Diaz explained that she sent the Notice of Appeal to the BIA on
September 4, 2021, using FedEx's next-day delivery service,
meaning that FedEx was supposed to deliver the package on September
7, 2021, the next business day, but failed to do so. The BIA's
apparent conclusion that Diaz was arguing that the holiday itself
was an extraordinary circumstance is not supported by the record.
Instead, Diaz claimed that she "use[d] a guaranteed
delivery service, and the service fail[ed] to fulfill its
guarantee." Morales-Morales, 28 I. & N. Dec. at 717. Although
the BIA cited to Morales-Morales, it did not apply the reasoning
of that decision to Diaz's case.

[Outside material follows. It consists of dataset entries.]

PR #1125, opened 2016-02-16
Image scripts

domoritz:
Use vega vg2png and vg2svg. Generate images in a different directory.    Fixes #34

PR #1188, opened 2016-02-26
Include command-line tools with package

sampsyo:
I was trying to use Vega-Lite locally after an `npm install -g vega-lite`; this should make that possible. See also #1125 and #34.

Perhaps these tools should be documented? Let me know if you'd like me to add something to the docs.

### DIFF
--- a/bin/vl2vg
+++ b/bin/vl2vg
@@ -9,7 +9,7 @@ var helpText =
 
 // import required libraries
 var fs = require('fs'),
-    vl = require('../vega-lite.js');
+    vl = require('vega-lite');
 
 // arguments
 var args = require('yargs')
--- a/package.json
+++ b/package.json
@@ -9,6 +9,11 @@
   ],
   "description": "Vega-lite provides a higher-level grammar for visual analysis, comparable to ggplot or Tableau, that generates complete Vega specifications.",
   "main": "src/vl.js",
+  "bin": {
+    "vl2png": "./bin/vl2png",
+    "vl2svg": "./bin/vl2svg",
+    "vl2vg": "./bin/vl2vg"
+  },
   "directories": {
     "test": "test"
   },


sampsyo:
I'm also not sure about the path to `vg2*` used in the `vl2*` scripts. I had to change it to use `$DIR`, i.e., the same bin directory as the Vega-Lite scripts, to make it work as an installed script. But I imagine you probably want to keep this working in an "uninstalled" location too.

bin/vl2vg
```diff
@@ -9,7 +9,7 @@ var helpText =
 
 // import required libraries
 var fs = require('fs'),
-    vl = require('../vega-lite.js');
+    vl = require('vega-lite');
```
domoritz: Unfortunately this breaks our image build script. We call vl2vg from package.json on `npm run build:images`. So this won't work unless we install vega lite globally. I'm happy to accept the change below but cannot merge unless we can call the bin scripts from local as well.

sampsyo:
Great!

Sorry for breaking your build scripts. I'm surprised a normal import doesn't work in a non-global `npm install`ed package; I guess I just don't understand npm as well as I thought I did. I'll see if there's a way to make these work both globally and locally and open another PR.

domoritz:
I guess I don't understand it enough either ;-) It might work if you install vega-lite globally but that is rarely the case. 

Thanks for the PR and let us know if there's anything you are missing from VL for your work. Are you building approximate visualizations?

sampsyo:
I think I might have a lead... I might be able to check back in tomorrow!

I was just hoping to draw some graphs for a paper. I hate all other plotting tools with intense passion, but I kinda like Vega! I tried using plain Vega for publishable plotting a couple of years ago ([notes](http://adriansampson.net/blog/vega.html)) but this stuff looks even cooler, so I'm just giving it another go.

domoritz:
> I hate all other plotting tools with intense passion, but I kinda like Vega! ... but this stuff looks even cooler, so I'm just giving it another go.

Fantastic. Note that you can edit the Vega that Vega-Lite generates to customize it if something is not quite the way you want it to be.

See
8 C.F.R. § 1003.1(g)(1)-(2)
(indicating that published BIA decisions are "binding" and will
"serve as precedents in all proceedings involving the same issue
or issues"). Nor did the BIA offer any explanation as to why its
discussion in Morales-Morales, seemingly squarely on point here,
- 22 - would not compel a favorable outcome for Diaz. See Lafortune v.
Garland,
110 F.4th 426, 434 (1st Cir. 2024) (holding that an agency
is "expected to apply the same basic rules to all similarly
situated applicants" unless it explains why its departure is
reasonable (quotation marks and citation omitted)). We therefore
conclude that the BIA's extraordinary circumstances holding
amounted to an abuse of discretion by "inexplicably depart[ing]"
from "its own precedent[]." Adeyanju v. Garland,
27 F.4th 25, 51
(1st Cir. 2022). And we remand to the BIA to reconsider the
application of the extraordinary-circumstances test, as
articulated in Morales-Morales, to Diaz's case.
IV. CONCLUSION
We grant Diaz's petition for review. Applying the
ordinary remand rule, see INS v. Ventura,
537 U.S. 12, 16-17(2002)
(per curiam), we vacate the denial of Diaz's motion to reconsider
and remand to the BIA for further proceedings consistent with this
opinion. Finally, we deny Diaz's motion to take judicial notice
of publicly available facts about FedEx's business hours as
unnecessary to the resolution of this appeal.